4. Binocular Perception of Colour.—This may be studied as follows. Take two No. 3 eye-pieces of a Hartnack’s microscope, or two eye-pieces of the same optical value from any microscope, place one in front of each eye, direct them to a clear window in daylight, keep them parallel, and two luminous fields will be seen, one corresponding to each eye. Then converge the two eye-pieces, until the two luminous circles cross, and the central part, like a bi-convex lens, will appear clear and bright, while the outer segments will be much less intense, and may appear even of a dim grey colour. Here, evidently, the sensation is due to a fusion of impressions in the brain. With a similar arrangement, blue light may be admitted by the one eye-piece and red by the other, and on the convergence of the two, a resultant colour, purple, will be observed. This may be termed the binocular vision of colours. It is remarkable that by a mental effort this sensation of a compound colour may be decomposed into its constituents, so that one eye will again see blue and the other red.

6. The Psychical Relations of Visual Perceptions

1. General Characters of Visual Perceptions.—All visual perceptions, if they last for a sufficient length of time, appear to be external to ourselves, erect, localized in a position in space and more or less continuous.

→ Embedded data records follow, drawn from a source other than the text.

PR #1609, opened 2023-11-20
fix: Fetch only limit orders

holzeis:
I am surprised this didn't had a bigger impact, but apparently we where fetching also market orders.

### DIFF
--- a/coordinator/src/orderbook/db/orders.rs
+++ b/coordinator/src/orderbook/db/orders.rs
@@ -181,24 +181,12 @@ impl From<OrderbookNewOrder> for NewOrder {
     }
 }
 
-pub fn all(
-    conn: &mut PgConnection,
-    show_expired: bool,
-    show_failed: bool,
-) -> QueryResult<Vec<OrderbookOrder>> {
-    let orders = match (show_expired, show_failed) {
-        (true, true) => orders::dsl::orders.load::<Order>(conn)?,
-        (false, false) => orders::table
-            .filter(orders::expiry.gt(OffsetDateTime::now_utc()))
-            .filter(orders::order_state.ne(OrderState::Failed))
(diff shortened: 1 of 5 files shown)


coordinator/src/orderbook/db/orders.rs
```diff
@@ -181,24 +181,12 @@ impl From<OrderbookNewOrder> for NewOrder {
     }
 }
 
-pub fn all(
-    conn: &mut PgConnection,
-    show_expired: bool,
-    show_failed: bool,
```
luckysori, line 187: ❓ Why did you remove this?

I have no opinion on it, but maybe this was useful to someone? Cc @bonomat.

holzeis: because it was unused.

luckysori: It was part of the HTTP API of the coordinator. In theory someone can query this endpoint to get information about the orderbook.

holzeis: Hmm.. Unless we were using it for some admin task (in which case that api should be in the admin file) it is not used by either the app nor the maker. (Unless I am missing something.

Happy to add it back if we think it's needed. 🙂

holzeis: Note, even if it is used for an admin task, I think it would be better to connect to the database directly for this query. (instead of exposing it publicly)

luckysori: > I think it would be better to connect to the database directly for this query.

That's a good point! Let's remove it then.

bonomat: No hard feelings on this :)

PR #1615, opened 2023-11-21
Update `Cargo.lock` after release `1.6`

luckysori:


luckysori:
Merging as there should be no risk here.

PR #1616, opened 2023-11-21
Compute trade cost correctly in app wallet history

luckysori:
Before, the trade cost (the main number associated with a trade in the wallet history screen) did not include the PNL or the order-matching fee. As such, it was only reflecting the margin change.

Now we actually do include these values in the calculation. These values were already available as they were being displayed separately.


holzeis (approved):
Concept ACK.

luckysori:
I've tested it locally and the numbers add up.

PR #1620, opened 2023-11-21
chore: Increase next wait time

holzeis:
The sub_channel_manager_periodic_check is only running every 30 seconds. Waiting for only 60 seconds has some chances that the force closure was not finalized in time, leaving the sub channel state still in `Closing` when the test fails.

Doubling the timeout should hopefully increase the chances of this test to succeed. Tested here https://github.com/get10101/10101/actions/runs/6944655389/job/18892309832?pr=1619


luckysori (approved):
Let's give it a go!

PR #1627, opened 2023-11-22
Fix position resize calculations: average execution price and closed DLC channel settlement amount

holzeis:
We must not change the average entry price if the position is reduced as the user is not buying/selling more of the contract, but selling/buying it.

This resulted into the incorrect pnl calculation in case the position was reduced.

### DIFF
--- a/coordinator/src/node/resize.rs
+++ b/coordinator/src/node/resize.rs
@@ -54,21 +54,16 @@ impl Node {
             "Resizing position",
         );
 
-        // We start the position resizing by proposing a collaborative settlement of the existing
-        // DLC channel _as if nothing had happened_. That is, the `accept_settlement_amount` is
-        // equal to the amount the accept party originally put into the contract.
-        //
         // TODO: Use subchannel resize protocol to ensure atomicity, simplify the implementation and
         // improve UX.
         {
-            // The position.trader_margin has already been subtracted the previous order-matching
-            // fee, so we don't have to touch this.
-            let unchanged_accept_settlement_amount = position.trader_margin as u64;
+            let accept_settlement_amount =
+                position.calculate_accept_settlement_amount_partial_close(trade_params)?;
 
             self.inner
                 .propose_dlc_channel_collaborative_settlement(
                     channel_id,
-                    unchanged_accept_settlement_amount,
+                    accept_settlement_amount.to_sat(),
                 )
                 .await?;
 
--- a/coordinator/src/node/resize.rs
+++ b/coordinator/src/node/resize.rs
@@ -1,7 +1,7 @@
+use crate::compute_relative_contracts;
 use crate::db;
-use crate::node::compute_relative_contracts;
-use crate::node::decimal_from_f32;
-use crate::node::f32_from_decimal;
+use crate::decimal_from_f32;
+use crate::f32_from_decimal;
 use crate::node::Node;
 use crate::payout_curve;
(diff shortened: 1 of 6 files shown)


coordinator/src/node/resize.rs
```diff
@@ -340,6 +340,12 @@ fn compute_average_execution_price(
 ) -> Decimal {
     let starting_average_execution_price = decimal_from_f32(starting_average_execution_price);
 
+    if starting_direction != trade_direction {
```
bonomat, line 343: If he is selling more than he had before the execution price should update, i.e. if he had 20 contracts long and sold 30 short he is now 10 negative at the new price.

bonomat (commented):
Can you add tests for this please?

coordinator/src/node/resize.rs
holzeis: https://github.com/get10101/10101/pull/1628#issue-2006431156

holzeis: > If he is selling more than he had before the execution price should update, i.e. if he had 20 contracts long and sold 30 short he is now 10 negative at the new price.

How is that average_execution_price calculated? In this context we only have on order matched by the bid / ask price, but we would actually need two orders don't we? one for the ask and one for the bid (and vice versa)

mobile/native/src/trade/position/handler.rs
```diff
@@ -39,34 +39,47 @@ pub async fn trade(filled: FilledWith) -> Result<()> {
...
-    {
-        let position_contracts_relative = compute_relative_contracts(*quantity, *direction);
-        let trade_contracts_relative =
-            compute_relative_contracts(trade_params.quantity, trade_params.direction);
-
-        if *contract_symbol == trade_params.contract_symbol
-            && position_contracts_relative + trade_contracts_relative != Decimal::ZERO
-        {
-            set_position_state(PositionState::Resizing)?;
+    let execution_price = match get_positions()?.first() {
```
luckysori, line 50: 🤔 I don't get why we need to compute an execution price. Surely, the execution price should be the one from the trade params, no matter the state of the current position. Examples:

1. If we are 5 long and we go 5 long at price X, we are now 10 long with an average execution price that takes into account price X.
2. If we are 5 long and we go 2 short, we are now 3 long and the PNL uses the trade execution price as a closing price. Importantly the average execution price for the position should not change in such a scenario. I need to check that.
3. If we are 5 long and we got 5 short, we no longer have a position and the PNL uses the trade execution price as the closing price.
4. If we are 5 long and we go 10 short, we are now 5 short with the trade execution price as the new average entry price. The PNL for the closed long position is calculated using the trade execution price as the closing price.

I don't think we want to mess with the trade execution price we record in the database in any of these scenarios.

luckysori: > I need to check that.

I found one UI bug already. We were wrongly updating the average execution price of the position when partially reducing the position.

luckysori:
@holzeis: I've updated the PR with my take on this. Testing the scenario where the position is first reduced and then closed, the PNL changes correctly.

holzeis:
> @holzeis: I've updated the PR with my take on this. Testing the scenario where the position is first reduced and then closed, the PNL changes correctly.

Awesome, looks great 🚀

luckysori (approved):
What a great PR.

Issue #1625, opened 2023-11-22
Pnl is not updated after resizing a position


holzeis:
## Reproduce

1. open 10 long
2. close 5 short

## Expected

The pnl should be reduced by the pnl extracted through the close 5 short

## Actual

The pnl remains the same on the resized position. Note, apparently not just for UI reasons, as closing the remaining 5 long will payout the full pnl of the 10 long.

PR #1628, opened 2023-11-22
feat: Prevent resizing more than the current position quantity

holzeis:
While working on https://github.com/get10101/10101/issues/1625 I noticed that the way we do a resizing with changing the direction completely can't work the way we have it designed at the moment.

The issue is that we have a bid and an ask price. If we are changing the general direction of our position during resizing we are not using the correct price for the new position.

As a quick fix I've added a simple UI validation rule, that prevents the user from reducing a position further than the current quantity of the position.

### DIFF
--- a/CHANGELOG.md
+++ b/CHANGELOG.md
@@ -7,6 +7,8 @@ and this project adheres to [Semantic Versioning](https://semver.org/spec/v2.0.0
 
 ## [Unreleased]
 
+- Prevent reducing quantity more than the current position
+
 ## [1.6.1] - 2023-11-21
 
 - Fix missing context when opening alert dialog
--- a/mobile/lib/features/trade/trade_bottom_sheet_tab.dart
+++ b/mobile/lib/features/trade/trade_bottom_sheet_tab.dart
@@ -255,9 +255,13 @@ class _TradeBottomSheetTabState extends State<TradeBottomSheetTab> {
     bool hasPosition = positionChangeNotifier.positions.containsKey(contractSymbol);
 
     double? positionLeverage;
+    int? positionQuantity;
+    Direction? positionDirection;
     if (hasPosition) {
       final position = context.read<PositionChangeNotifier>().positions[contractSymbol];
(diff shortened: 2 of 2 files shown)


holzeis:
Alternatively we could also automatically split up the order into two. 1. for closing the existing position and 2. for opening the new position. But the current design would not be able to show for what price the new position will be opened so I lean to preventing the user from reducing past the quantity of the existing position. 

Simply close the position and open a new one. @luckysori @bonomat wdyt?

bonomat (commented):
Ah, related to my comment here: https://github.com/get10101/10101/pull/1627#discussion_r1402182079

bonomat:
> Alternatively we could also automatically split up the order into two. 1. for closing the existing position and 2. for opening the new position. But the current design would not be able to show for what price the new position will be opened so I lean to preventing the user from reducing past the quantity of the existing position.
> 
> Simply close the position and open a new one. @luckysori @bonomat wdyt?

I would be in favor of fixing it correctly if it is possible. 

> But the current design would not be able to show for what price the new position will be opened

Why not?

holzeis:
> Why not?

Because at the moment we only show the bid or the ask price on the sell or buy tab.

Assume the following scenario: The user is 10 short and wants to go 20 long. 

Our trade screen tab would need to show the ask price for the first 10 contracts and the bid price for the second 10 contracts. Our UI design is not able to show that properly at the moment.

bonomat:
> > Why not?
> 
> Because at the moment we only show the bid or the ask price on the sell or buy tab.
> 
> Assume the following scenario: The user is 10 short and wants to go 20 long.
> 
> Our trade screen tab would need to show the ask price for the first 10 contracts and the bid price for the second 10 contracts. Our UI design is not able to show that properly at the moment.

Not sure I follow, if the user is 10 short, and he wants to be 20 long afterwards, he needs to go 30 long. For 30 long he will need to pay the ask price. He only sees the ask price in the `Long` screen tab.

holzeis:
closed in favor of https://github.com/get10101/10101/pull/1627

PR #1644, opened 2023-11-26
chore: Set log level to trace

holzeis:
This should help us debugging the payment routing issues in production.

### DIFF
--- a/mobile/lib/util/preferences.dart
+++ b/mobile/lib/util/preferences.dart
@@ -1,3 +1,4 @@
+import 'package:flutter/foundation.dart';
 import 'package:get_10101/features/stable/stable_screen.dart';
 import 'package:get_10101/features/trade/trade_screen.dart';
 import 'package:shared_preferences/shared_preferences.dart';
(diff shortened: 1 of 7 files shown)


bonomat:
I guess we don't want to merge this 😅 


https://github.com/get10101/10101/assets/224613/70a1b12d-00ff-4c18-9310-b312c4f43689

luckysori:
> I guess we don't want to merge this 😅
> Screen.Recording.2023-11-26.at.12.51.23.pm.mov

AFAIK, the big channel update from the RGS server should only happen on startup for a fresh app. And they should be considerably smaller after that.

A long time ago, the LDK team did recommend using Trace logs given that we're still in a beta phase.

holzeis:
> > AFAIK, the big channel update from the RGS server should only happen on startup for a fresh app. And they should be considerably smaller after that.
> 
> 
> 
> It's still 21MB of log data. 

Should we add an opt in feature in the setting to enable tracing logs? (With a hint on the size implications)

That would help us when trying to debug some issues with users. Eg please try again sending a payment with trace logs enabled.

bonomat:
> Should we add an opt in feature in the setting to enable tracing logs? (With a hint on the size implications)

I like it.

holzeis:
@bonomat @luckysori I've added an opt-in (opt-out in test) to enable trace logs. This will allow us to instruct the user to enable the trace logs in production for a short period of time to reproduce an issue and set it back again afterwards.

Please have another look.

mobile/lib/util/preferences.dart
```diff
@@ -10,6 +11,17 @@ class Preferences {
   static const emailAddress = "emailAddress";
   static const openPosition = "openPosition";
   static const fullBackup = "fullBackup";
+  static const logLevelTrace = "logLevelTrace";
+
+  Future<bool> setLogLevelTrace(bool trace) async {
```
bonomat, line 16: Instead of setting it to a boolean you could set it to a `loglevel` or a `string` so that we can support different log levels, but I guess this is good enough for now :)

bonomat (approved):
LGTM.

mobile/lib/util/preferences.dart
holzeis: I thought about it, but it would have been a little bit more complex for something we might never add.

Happy to change it once we see the need to add other log levels as well :)

PR #1647, opened 2023-11-27
fix: Handle error on channel receive

### LINKED ISSUE #1646: tx_user_feed stops broadcasting new logins
It appears we are stopping to process new logins every now and then. Although we continue to log `New login` on our websocket, the corresponding `NewUser` event does not get broadcasted.

This ends up that we do not check if there are any pending tasks for the user on login, e.g. collab revert, expired positions or rollover.

The issue can be resolved after a restart.

holzeis:
Without that fixed we would have simply broke out of the loop and the task completed.

Note, the capacity of a 100 should have been enough, and it doesn't look like the channel got closed. Hopefully we learn more by logging errors when receiving a message from the channel.

fixes #1646

### DIFF
--- a/coordinator/src/message.rs
+++ b/coordinator/src/message.rs
@@ -14,6 +14,7 @@ use parking_lot::RwLock;
 use std::collections::HashMap;
 use std::sync::Arc;
 use tokio::sync::broadcast;
+use tokio::sync::broadcast::error::RecvError;
 use tokio::sync::mpsc;
 
 /// This value is arbitrarily set to 100 and defines the message accepted in the message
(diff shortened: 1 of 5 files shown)


coordinator/src/message.rs
```diff
@@ -48,10 +49,21 @@ pub fn spawn_delivering_messages_to_authenticated_users(
...
+                match user_feed.recv().await {
+                    Ok(new_user_msg) => {
+                        traders
+                            .write()
+                            .insert(new_user_msg.new_user, new_user_msg.sender);
+                    }
+                    Err(RecvError::Closed) => {
+                        tracing::error!("New user message sender died! Channel closed.");
+                        break;
+                    }
```
bonomat, line 62: Eventually we could try to re-subscribe to the channel here.

holzeis: Even if the sender died? I think resubscribing would only make sense if the sender is also able to restart.

bonomat: True. Makes sense.

PR #1709, opened 2023-12-09
Ensure that coordinator's `post_sync` endpoint syncs both wallets

luckysori:
The Lightning sync is way cheaper anyway, so adding this just ensures that both wallets very likely agree on the state of the blockchain.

(a) Visual Sensations are referred to the Exterior.—This appears to be due, to a large extent, to habit. Those who have been born blind, on obtaining eyesight by an operation, have imagined objects to be in close proximity to the eye, and have not had the distinct sense of exteriority which most individuals possess. Slowly, and by a process of education, in which the sense of touch played an important part, they gained the knowledge of the external relations of objects. Again, phosgenes, when first produced, appear to be in the eye, but when conscious of them, by an effort of imagination, we may transport them into space, although they never appear very far off.

(b) Visual Sensations are referred to Erect Objects.—Although the images of objects are inverted on the retina we see them erect. The explanation of the effect is that we are conscious not of the image on the retina, but of the luminous object from which the rays proceed, and we refer the sensation in the direction of these rays. Again, in running the eye over the object, say a tall pole, from base to apex, we are not conscious of the different images on the retina, but of the muscular movements necessary to bring the parts successively on the yellow spot.

(c) Visual Sensations are referred to a Position in Space.—The localization of a luminous point in space can only be determined by observing its relations to other luminous points with a given position of the head and of the eye. For example, in a perfectly dark room, if we look at a single luminous point, we cannot fix its exact position in space, but we may get some information of a vague character by moving the head or the eye. If, however, a second luminous point appears in the darkness, we can tell whether it is nearer or farther distant, above or below the first. So with regard to other luminous points we observe their reciprocal relations, and thus we localize a number of visual impressions. There are three principal directions in space: the transverse (breadth), the vertical (height) and the sagittal (depth). Luminous points may be localized either in the transverse or vertical directions. Here we have to do simply with localization on a surface. A number of points may be observed simultaneously (as when the eye is fixed) or successively (as when the eye moves). If the movement of the eye be made rapidly, the series of impressions from Fig. 25.—Diagram illustrating the Localization of Visual Perceptions. different points may be fused together, and we are conscious of a line, the direction of which is indicated chiefly by the muscular sensations felt in following it. The case is different as regards points in the sagittal direction. We see only a single point of this line at a time; it may be a transverse series of retinal elements, A B, and each of these formed by a number of smaller elements, 1, 2, 3, 4, situated in the axis of each principal element; it may be, on the other hand, the transverse line a b situated in space and formed by a series of points in juxtaposition.